Pragmatic Strategies for Assessing Psychotherapy Quality in Practice
NAMHC Concept Clearance •
Joel Sherrill, Ph.D.
Division of Services and Intervention Research
This initiative is intended to support the development and testing of pragmatic tools and strategies for measuring the quality of psychotherapy delivered in practice settings. While progress has been made at identifying efficacious psychosocial interventions for disorders among youth and adults,1 there is no easy way to assure that a behavioral intervention delivered in practice is consistent with the intervention tested in a research study.
The NIMH Strategic Plan for Research calls for the development of valid and reliable measures of treatment quality and outcomes that can be feasibly applied at the person, clinic, system, and population levels (see Strategy 4.4). Recently, the Institute of Medicine established an ad hoc committee to develop a framework for Developing Evidence-Based Standards for Psychosocial Interventions for Mental Disorders. In their charge and deliberations, the committee emphasized the importance of quality and outcome performance measures. Likewise, implementation of the Mental Health Parity & Addiction Equity Act of 2008 and the Patient Protection and Affordable Care Act of 2010 compel increased attention to quality assessment and accountability.

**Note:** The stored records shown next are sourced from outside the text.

Issue #4687, opened 2023-06-26
.then .success events are triggered correctly


freddyaboulton:
We should have an e2e test that verifies that the `.then` event is triggered correctly. The `.then` event should be covered by the chatbot 2e2 tests.

PR #4688, opened 2023-06-26
Add success e2e test

freddyaboulton:
## Description

Closes: #4687

## 🎯 PRs Should Target Issues

## Tests & Changelog


abidlabs:
Nice!!

abidlabs (approved):

abidlabs:
Maybe good to add a test to ensure that `.success()` successfully chains more than 2 events. I.e. .success().success() works as expected when intermediate events pass/fail

pngwn:
I think we could also add a test to check the error modal shows with the correct settings set (and maybe test `gr.Error()` here as well.

freddyaboulton:
Both good suggestions - will modify the test here and ping you again

freddyaboulton:
@pngwn @abidlabs Made the suggested changes to the test!

js/app/test/blocks_chained_events.spec.ts
```diff
@@ -0,0 +1,61 @@
...
+
+	expect(textbox).toHaveValue("Success event triggered");
+});
+
+test("Consecutive success event", async ({ page }) => {
+	const textbox = page.getByLabel("Consecutive Event");
+
+	await page.click("text=Trigger Consecutive Success");
+	// need to wait for all the events to fire
+	await page.waitForTimeout(1000);
```
abidlabs, line 27: Not sure myself, but is there a better way than to have timeouts? I wonder if we might end up with flaky tests as a result of using timeouts

demo/blocks_chained_events/run.py
```diff
@@ -0,0 +1,31 @@
...
+    with gr.Row():
+        result = gr.Textbox(label="Result")
+        result_2 = gr.Textbox(label="Consecutive Event")
+    with gr.Row():
+        success_btn = gr.Button(value="Trigger Success")
+        success_btn_2 = gr.Button(value="Trigger Consecutive Success")
+        failure_btn = gr.Button(value="Trigger Failure")
+        failure_exception = gr.Button(value="Trigger Failure With ValueError")
+
+        success_btn_2.click(success, None, None).then(success, None, None).success(lambda: "Consecutive Event Triggered", None, result_2)
```
abidlabs, line 25: Nit: this is great, as it tests `.then().success()`, but would it be also possible to test `.success().success()`?

js/app/test/blocks_chained_events.spec.ts
```diff
@@ -0,0 +1,61 @@
...
+		page.waitForResponse("**/run/predict")
+	]);
+
+	const toast = page.getByTestId("error-toast");
+	expect(toast).toContainText("Something went wrong");
+	const close = page.getByTestId("error-close");
+	await close.click();
+	// need to let the toast fade out
+	await page.waitForTimeout(2000);
+	expect(await page.getByTestId("error-toast").count()).toEqual(0);
```
pngwn, line 44: Instead of a timeout which could fail if the animation takes a little longer, we can wait for the element to vanish and await the assertion:

```suggestion
	await expect(page.getByTestId("error-toast")).toHaveCount(0);

```

js/app/test/blocks_chained_events.spec.ts
pngwn, line 27: We can `waitForResponse` with a predicate here:

```suggestion
	let count = 0;
	await page.waitForResponse((url) => {
		if (url.url().endsWith("/run/predict")) {
			return count++ == 2;
		}

		return false;
	});
```

js/app/test/blocks_chained_events.spec.ts
```diff
@@ -0,0 +1,61 @@
...
+		page.waitForResponse("**/run/predict")
+	]);
+
+	const toast = page.getByTestId("error-toast");
+
+	expect(toast).toContainText("Something went wrong");
+	const close = page.getByTestId("error-close");
+	await close.click();
+	await page.waitForTimeout(2000);
+	expect(await page.getByTestId("error-toast").count()).toEqual(0);
```
pngwn, line 60: Same thing here:

```suggestion
	await expect(page.getByTestId("error-toast")).toHaveCount(0);

```

js/app/test/blocks_chained_events.spec.ts
```diff
@@ -0,0 +1,61 @@
...
+	expect(toast).toContainText("Something went wrong");
+	const close = page.getByTestId("error-close");
+	await close.click();
+	// need to let the toast fade out
+	await page.waitForTimeout(2000);
+	expect(await page.getByTestId("error-toast").count()).toEqual(0);
+});
+
+test("ValueError Triggers modal", async ({ page }) => {
+	// The demo has show_error=True so ValueError should show the modal
```
pngwn, line 48: We shouldn;t need to add comments to explain the test. Can you update the description to include this information and remove the comments? It doesn't matter if they are a bit longer, the descriptions are for humans.

js/app/test/blocks_chained_events.spec.ts
pngwn, line 27: we can `waitForResponse` with a predicate here:

```suggestion
	let count = 0;
	await page.waitForResponse((url) => {
		if (url.url().endsWith("/run/predict")) {
			return count++ == 2;
		}

		return false;
	});
```

pngwn (commented):
Few small things but looks good otherwise.

js/app/test/blocks_chained_events.spec.ts
```diff
@@ -0,0 +1,61 @@
...
+
+test("Success event", async ({ page }) => {
+	const textbox = page.getByLabel("Result");
+	await expect(textbox).toHaveValue("");
+
+	await Promise.all([
+		page.click("text=Trigger Failure"),
+		page.waitForResponse("**/run/predict")
+	]);
+	// Since the event is not triggered, the value should not change
```
pngwn, line 11: See my comment below about comments in tests.

js/app/test/blocks_chained_events.spec.ts
freddyaboulton: Yes!

js/app/test/blocks_chained_events.spec.ts
freddyaboulton: Nice!!

js/app/test/blocks_chained_events.spec.ts
freddyaboulton: Great suggestion! But confused how this works. How does `await expect(page.getByTestId("error-toast")).toHaveCount(0);` mean that we'll wait for the element to disappear?

pngwn: Playwright has this philosophy of trying to avoid flake at all costs. The reason the 'locators' return promises (and need to be awaited) is because they will keep trying to find an element. 

In this case instead of awaiting the locator we pass the 'attempt at location' into expect. When you do that you await the expectation will will retry until it is true. 

These attempts at location will not hang indefinitely, they use the global timeout (30sec by default I think) after which the test will fail. You can set a custom timeout by doing `toHaveCount(0, { timeout: 5000 })`.

js/app/test/blocks_chained_events.spec.ts
freddyaboulton: Done!

js/app/test/blocks_chained_events.spec.ts
freddyaboulton: Very nice. Thank you for explaining!

freddyaboulton:
@pngwn Thank you for the suggestions! No more timeouts and the tests have more descriptive names cc @abidlabs

pngwn (approved):
Looks good to me! Thanks @freddyaboulton!

demo/blocks_chained_events/run.py
```diff
@@ -0,0 +1,31 @@
...
+        failure_btn = gr.Button(value="Trigger Failure")
+        failure_exception = gr.Button(value="Trigger Failure With ValueError")
+
+        success_btn_2.click(success, None, None).success(lambda: "First Event Trigered", None, result).success(lambda: "Consecutive Event Triggered", None, result_2)
+        success_btn.click(success, None, None).success(lambda: "Success event triggered", inputs=None, outputs=result)
+        failure_btn.click(failure, None, None).success(lambda: "Should not be triggered", inputs=None, outputs=result)
+        failure_exception.click(exception, None, None)
+
+if __name__ == "__main__":
+    demo.launch(show_error=True)
```
abidlabs, line 31: I don't think `show_error=True` will work because the demos are not launched according to this script, but instead the `demo` object is imported and they are mounted within the fastapi app

js/app/test/blocks_chained_events.spec.ts
```diff
@@ -0,0 +1,69 @@
...
+	const first = page.getByLabel("Result");
+
+	await page.click("text=Trigger Consecutive Success");
+	let count = 0;
+	await page.waitForResponse((url) => {
+		if (url.url().endsWith("run/predict")) {
+			count += 1;
+			return count == 3;
+		}
+		return false;
```
abidlabs, line 36: Sorry I don't quite follow what this count is doing, could you explain?

abidlabs: It looks like it's also tripping up the CI

demo/blocks_chained_events/run.py
abidlabs: Ah but `show_error` is set to `True` when instantiating a `Blocks` so I guess it will pass.

abidlabs:
Just one question, otherwise reviewed and looks good, thanks @freddyaboulton!

abidlabs (approved):

js/app/test/blocks_chained_events.spec.ts
pngwn: We are making sure that the predict endpoint is called a specific number of time before continuing. I'm trying to figure out the flake, it passes locally.

abidlabs: Ah got it

pngwn: I think this could be a race condition since the events could be processed at varying times, although they are likely to happen one after the other there could be a chance that they dont. Hard to say without knowing more about how playwright schedules work. I am trying an alternative.

demo/blocks_chained_events/run.py
freddyaboulton: Good point regardless @abidlabs

js/app/test/blocks_chained_events.spec.ts
pngwn: I was wrong but changed it anyway, new way is cleaner.

freddyaboulton:
Thank you @pngwn and @abidlabs for the reviews and @pngwn for helping figure out the flake!!

abidlabs:
Really great test to have, thanks @freddyaboulton!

Pragmatic measures of psychotherapy quality could be used to facilitate therapist training and supervision; such measures could also be used as tools for monitoring quality and implementing quality improvement initiatives. Efficient measures could also facilitate important research in community practice settings (e.g., effectiveness, implementation, and quality-improvement studies). Overall, there is a pressing need for effective and efficient strategies for assessing psychotherapy quality to ultimately ensure the availability of high quality psychosocial interventions.
Fidelity measures used in efficacy studies have limited utility for use in community practice, as they narrowly assess fidelity of specific manualized therapies and involve labor-intensive coding of session content. Thus, research-informed strategies that balance rigor (reliability and validity) with feasibility (taking into account resources and implications for clinical and administrative routines) are needed to ensure patients are receiving high-quality, evidence-based interventions.2 This initiative aims to support the initial development of pragmatic measures that explicitly incorporate end-user perspectives to ensure tools are feasible in community practice; that are strongly associated with patient outcomes; and that are useful for informing practice/policy (e.g., ratings would be useful for monitoring quality and informing quality improvement efforts). The initiative also aims to support research to examine prospectively the feasibility, reliability and validity of the resultant quality assessment measures and strategies, to examine their utility for assessing the quality of psychotherapy in practice settings.
2 Schoenwald SK, Garland AF, Chapman JE, Frazier SL, Sheidow AJ, Southam-Gerow MA. (2011). Toward the effective and efficient measurement of implementation fidelity. Am Policy Ment Health 38(1): 32-43.